# Bows with long draw length



## Slim Chance (Aug 16, 2012)

I have been thinking about a compound bow. The problem is that I need a 34" draw length. Mathews has one, but it is over a grand. I just cannot justify spending that much on one. Any suggestions?


----------



## lungbuster123 (Aug 16, 2012)

Not trying to say you don't have that long of a draw length but have you ever been properly fitted to see what yours is.


----------



## TurkeyKiller12 (Aug 16, 2012)

Slim Chance said:


> I have been thinking about a compound bow. The problem is that I need a 34" draw length. Mathews has one, but it is over a grand. I just cannot justify spending that much on one. Any suggestions?



Not trying to be a smart butt or anything but are you around 6'10" or so in height? I know a guy that has the same problem with draw length and he's just shy of 7' tall.


----------



## labs4life (Aug 16, 2012)

CanyonHunter said:


> Not trying to be a smart butt or anything but are you around 6'10" or so in height? I know a guy that has the same problem with draw length and he's just shy of 7' tall.



Just looked some of his posts and he states he is 6'9".  I say that is doable for a 34" draw.  I think the PSE Freak is only 33" draw.

Wow, I just typed ONLY 33" draw.  Good luck on your search, but they are most likely going to be expensive since you are in such a minority of the market.


----------



## alligood729 (Aug 16, 2012)

If you truly are a 34" draw, the Freak from PSE goes to 33" but that is about it. I'm not doubting you at all, but this is the first time I've heard of anyone with a 34" draw. I've watched Tim Gillingham shoot for years at the ASA shoots, he is TALL......and only shoots a 33" draw...just make sure you go to a good shop and  let them measure you just to check...Just saw the above post, we were typing at the same time...wow, 6'9".....34" draw is a possibility!!!!


----------



## Slim Chance (Aug 16, 2012)

I am 6'9" tall and 265 pounds. Had a guy measure me for draw length at Bass Pro and then laugh when I asked to see a bow that fit me. Thanks for the info.


----------



## labs4life (Aug 16, 2012)

Slim Chance said:


> I am 6'9" tall and 265 pounds. Had a guy measure me for draw length at Bass Pro and then laugh when I asked to see a bow that fit me.
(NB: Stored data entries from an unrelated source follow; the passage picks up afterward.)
PR #271, opened 2020-10-17
Use more color than 16 in sixel graphics

yoichi:
# Problem

In sixel backend, the colors are limited to a very small number 16.
If the image specified by the image option uses more colors, the vividness will be lost.

# Fix

Increase color number from 16 to 128.

The color of the beak has been reproduced.

# Side Effect

Image rendering time become longer.
On my environment, it takes ~0.24sec with 16 colors -> ~0.4sec with 128 colors

# Enironment

* onefetch runs on Ubuntu20.04
* mlterm runs on Windows 10


CephalonRho (changes requested):
The problem with this is that at least xterm isn't required to support more than 16 colors. This isn't because of a flaw with sixel graphics itself, it's because [the VT340 doesn't support more than 16 color map entries](https://www.vt100.net/docs/vt3xx-gp/chapter14.html#S14.3.3.1), so the right behavior from xterm would be to fail above that because it emulates the VT340.
It's possible to increase the amount of colors for emulators that support them, but 16 colors is a safe default that should work on everything emulating the VT340.

The best way to do this would be to query the terminal emulator for the amount of color map entries it supports, but I'm not sure if that's possible.
Alternatively there could be a command line argument to specify that value, that way there shouldn't be any case where sixel images can't be displayed because of a hardcoded value.

spenserblack:
I'm not familiar mlterm. Does it set an environment variable to signify the number of colors it supports? At the very least, I would expect it to set the `$TERM` environment variable to `mlterm` (though I'm not sure if something like
`if color_128_terms.any(|t| t == env::var("TERM")) { /* set to 128 colors */ }` would be the best way to do things).

yoichi:
Thanks @CephalonRho for clarifying the reason for the 16 colors.
I understand the existence of terminals that support sixel but not 256 colors and the need for support for them (although I haven't used them myself).

Thanks @spenserblack for suggestion to use environment variable. However, there are situations where that method cannot be used (ssh to target host from the terminal, or docker run from the terminal). We should query the terminal for those cases, but I don't know how to determine color support.

I'll consider a command line argument as @CephalonRho suggested:

> Alternatively there could be a command line argument to specify that value, that way there shouldn't be any case where sixel images can't be displayed because of a hardcoded value.

yoichi:
In 83459a8 I've added a new option --image-colors to specifiy number of colors to be used.
If the option is not given, use 16 colors as before.

image

src/onefetch/cli.rs
```diff
@@ -115,6 +116,15 @@ impl Cli {
...
                 .help("Which image BACKEND to use."),
         )
+        .arg(
+            Arg::with_name("image-colors")
+                .long("image-colors")
+                .value_name("NUM")
+                .takes_value(true)
+                .max_values(1)
+                .default_value("16")
+                .help("NUM of colors (16-256) used in image backend."),
```
spenserblack, line 126: You might want to use [`Arg::possible_values`](https://docs.rs/clap/2.33.3/clap/struct.Arg.html#method.possible_values) to limit what numbers can be used.

src/onefetch/cli.rs
```diff
@@ -173,6 +183,17 @@ impl Cli {
             None
         };
 
+        let image_colors = if let Some(value) = matches.value_of("image-colors") {
```
spenserblack, line 186: If you have a `default_value` defined, then the arg should always have *some* value, so it would probably be safe to unwrap `matches.value_of("image-colors")`.

src/onefetch/cli.rs
```diff
@@ -173,6 +183,17 @@ impl Cli {
...
+            let colors = usize::from_str(value).unwrap();
```
spenserblack, line 187: If `Arg::possible_values` is not used, then it could be possible for a user to enter a non-number value, so unwrapping here may not be safe.

src/onefetch/cli.rs
```diff
@@ -115,6 +116,16 @@ impl Cli {
                 .possible_values(&possible_backends)
                 .help("Which image BACKEND to use."),
         )
+        .arg(
+            Arg::with_name("image-colors")
+                .long("image-colors")
+                .value_name("NUM")
+                .takes_value(true)
+                .max_values(1)
+                .possible_values(&["16", "32", "64", "128", "256"])
```
spenserblack, line 125: @CephalonRho Can you confirm that these are the possible values that should be used?

src/onefetch/cli.rs
```diff
@@ -115,6 +116,16 @@ impl Cli {
...
+                .default_value("16")
+                .help("NUM of colors [16, 32, 64, 128, 256] used in image backend."),
```
spenserblack, line 127:
```suggestion
                .help("NUM of colors [16, 32, 64, 128, 256] to use in image backend."),
```
Minor nitpick: this makes the grammar among the option arg help more consistent.

spenserblack (changes requested):
As far as CLI setup goes, looks good to me! :+1: 
Just one request to change the grammar in the help setting.

I'm not too familiar with sixel, so I'll be asking @CephalonRho to look at the `possible_values` setting.

src/onefetch/cli.rs
CephalonRho: Any number above 0 should work. These seem to be chosen arbitrarily, but they are values that should provide a reasonable looking output.
A solution using a [custom validator](https://docs.rs/clap/2.33.3/clap/struct.Arg.html#method.validator) would be perfect, but it's probably not worth the effort.

CephalonRho (approved):

spenserblack (approved):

Thanks for the info.



I might go check one other place to make sure he was right.  You are 6'9" but based on history, not all guys at Bass Pro know what they are doing.....


----------



## alligood729 (Aug 16, 2012)

Slim Chance said:


> I am 6'9" tall and 265 pounds. Had a guy measure me for draw length at Bass Pro and then laugh when I asked to see a bow that fit me. Thanks for the info.



Where is Lindale? Just curious....


----------



## labs4life (Aug 16, 2012)

alligood729 said:


> Where is Lindale? Just curious....



Around Rome.


----------



## bpryor (Aug 16, 2012)

labs4life said:


> I might go check one other place to make sure he was right.  You are 6'9" but based on history, not all guys at Bass Pro know what they are doing.....



i would go to a legit bow shop. not an outdoors store per say but like a real bow place that has someone who definitely knows what hes doin.


----------



## nmorgan83 (Aug 17, 2012)

Slim Chance said:


> I am 6'9" tall and 265 pounds. Had a guy measure me for draw length at Bass Pro and then laugh when I asked to see a bow that fit me. Thanks for the info.



hey slim i woild go to timberghost in calhoun and talk to josh he will fix ya up


----------



## Grey Man (Aug 17, 2012)

BassPro had my draw length wrong by three inches, and it wasnt  cheap to correct their mistake. Please go someplace where they know what they are doing.


----------



## TIMBERGHOST (Aug 17, 2012)

Wow!  34"???  Your problem is going to be "compounded" (pun intended) with finding 34" arrows, I suspect,  too!  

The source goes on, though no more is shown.